1. Unified runCommand helper

function runCommand(cmd, args, options, before, end) {
  log(before, blue);
  const spawn = childProcess.spawn(
    cmd,
    args,
    Object.assign({ cwd: global.WORKSPACE, stdio: 'inherit', shell: true }, options)
  );
  spawn.on('error', (error) => { log(error, chalk.red); reject(error); });
  spawn.on('close', (code) => {
    if (code !== 0) { return reject(`sh: ${cmd} ${args.join(' ')}`); }
    end && log(end, green);
    resolve();
  });
}

2. Pre‑check and environment preparation

Switch npm registry, install dependencies, etc.

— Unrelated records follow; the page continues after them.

PR #1393, opened 2026-09-18
fix(tools): match find_files patterns written with a leading "./"

### LINKED ISSUE #1343: [Bug] find_files fails to match any files when pattern begins with ./
## Description

When models or users query `find_files` using standard relative path notation starting with `./` (such as `./src/**/*.ts`, `./package.json`, or `./source/*.tsx`), `find_files` returns `No files or directories found matching pattern`. This occurs because `matchesGlob` receives normalized relative file paths that do not start with `./` (e.g. `source/cli.tsx`), but `tokenizeExpandedPattern` treats `./` as literal tokens (`.` and `/`). The tokens never match the target path.

## Environment

- **Node version**: v22.14.0
- **Provider**: Any
- **Model**: Any

## Steps to Reproduce

1. Open nanocoder in any repository.
2. Have the agent or tool execute `find_files` with `pattern: "./package.json"` or `pattern: "./source/**/*.ts"`.
3. Observe the tool output.

## Expected Behavior

`find_files` should match `package.json` or source files when prefixed with `./`.

## Actual Behavior

Returns `No files or directories found matching pattern "./package.json"`.

## Logs/Screenshots

In `source/utils/file-search.ts`:
`normalizePathForMatch(pattern)` only does `pattern.replace(/\\/g, '/')`, preserving leading `./`. In `matchesGlob`:
```typescript
export function matchesGlob(filePath: string, pattern: string, matchBasename = false): boolean {
    // Leading './' is not stripped from pattern, so target "package.json" cannot match "./package.json"
}
```

## Additional Context

macjayz:
## Description

`find_files` returns no results for patterns written with a leading `./`, such as `./src/**/*.ts` or `./package.json`. Project entries are relative paths with no `./` prefix, so the pattern is compared against `src/index.ts` and never matches — there is no error, just an empty result, which reads to the model as "these files do not exist".

This strips a leading `./` from the pattern before tokenizing it, and computes the basename fallback from the stripped pattern so `./*.tsx` behaves exactly like `*.tsx`. A bare `./` is deliberately left alone: it would strip to an empty pattern, which tokenizes to zero tokens and trips the token cache's size calculation. `../` is untouched.

Closes #1343

## Type of Change

- [x] Bug fix
- [ ] New feature
- [ ] Breaking change
- [ ] Documentation update

## Changeset

### Automated Tests

Two tests in `source/utils/file-search.spec.ts`: one over `matchesGlob` covering `./` patterns, Windows `.\` separators, the untouched `../` case, and the bare `./` guard; one over `findMatchingPaths` against a real temp directory, asserting `./package.json` returns the same set as `package.json`. Both fail without the fix.

### Manual Testing

- [ ] Tested with Ollama
- [ ] Tested with OpenRouter

Not applicable — this is provider-independent path matching, covered by the tests above.

## Checklist

- [x] Self-review completed

## Note for reviewers

`search_file_contents` has the same bug in its `include` parameter, which is passed straight to ripgrep's `-g` flag (`rg -g './src/**/*.ts'` matches nothing while `rg -g 'src/**/*.ts'` does). I left it out to keep this PR scoped to #1343 — happy to take it in a follow-up if you would like it fixed.


will-lamerton:
Nice work @macjayz :)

runCommand('nrm', ['use', 'zcy-server'], {}, 'switch nrm registry to zcy', 'switch nrm registry to zcy success');
runCommand('npm', ['i', '--unsafe-perm'], {}, 'npm install', 'npm install success');

3. Compile and adjust publicPath

const cdnConfigStr = `assetsPublicPath: 'http://dev.com',`;
replaceFileContent(configPath, /assetsPublicPath:.+,/, cdnConfigStr);

4. Static‑resource replacement

Download identified assets, rewrite URLs in the build output, and finally push the assets to an OSS bucket.

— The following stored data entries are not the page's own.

PR #256, opened 2026-05-03
Trim CodeRabbit tone_instructions to fit 250-char cap

gbarbalinardo:
CodeRabbit rejected the prior config on PR #255 with: "Validation error: String must contain at most 250 character(s) at tone_instructions". The substantive numerical-review guidance (float ==, dtype, einsum, TF top-level imports) lives in path_instructions, which has no such cap, so the tone field can stay short and focus on style of feedback. New length is 196 chars.

## Summary by CodeRabbit

* **Chores**
  * Updated internal code review configuration to enhance consistency and focus on technical accuracy in the development process.

### DIFF
--- a/.coderabbit.yaml
+++ b/.coderabbit.yaml
@@ -4,10 +4,9 @@
 language: en-US
 early_access: false
 tone_instructions: >
-  Be concise and technical. This is a scientific Python library for thermal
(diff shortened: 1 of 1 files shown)


gbarbalinardo:
Folded into #255.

const downloadAssetsFiles = async (img, folder) => {
  const staticAssets = 'staticAssets';
  const assetsUrl = getPwdPath(`${folder || ''}${path.sep}${staticAssets}`);
  if (!fs.existsSync(assetsUrl)) { fs.mkdirSync(assetsUrl); }
  return Promise.all(img.objUnique('src').map(({ src, fileName }) => {
    if (!fileName) return;
    return new Promise((resolve, reject) => {
      const originFileDir = path.join(assetsUrl, path.dirname(url.parse(src).pathname));
      fs.mkdirSync(originFileDir, { recursive: true });
      const uri = path.join(originFileDir, fileName);
      download(uri, src, resolve, reject);
    });
  }));
};

5. Push to OSS

const ossEndpoint = process.env.OSS_ENDPOINT;
const commonOptions = {
  accessKeyId: process.env.OSS_ACCESSKEYID,
  accessKeySecret: process.env.OSS_ACCESSKEYSECRET,
  bucket: process.env.OSS_BUCKET,
  timeout: '120s',
};
const extraOptions = ossEndpoint ? { endpoint: ossEndpoint, cname: true } : { region: process.env.OSS_REGION };
const ossOptions = Object.assign({}, commonOptions, extraOptions);
const client = new OSS(ossOptions);
result = await client.put(onlinePath, curPath);

References include SSL/TLS certificate validity rules, Node.js child_process documentation, and deep dives into Node.js processes and threads.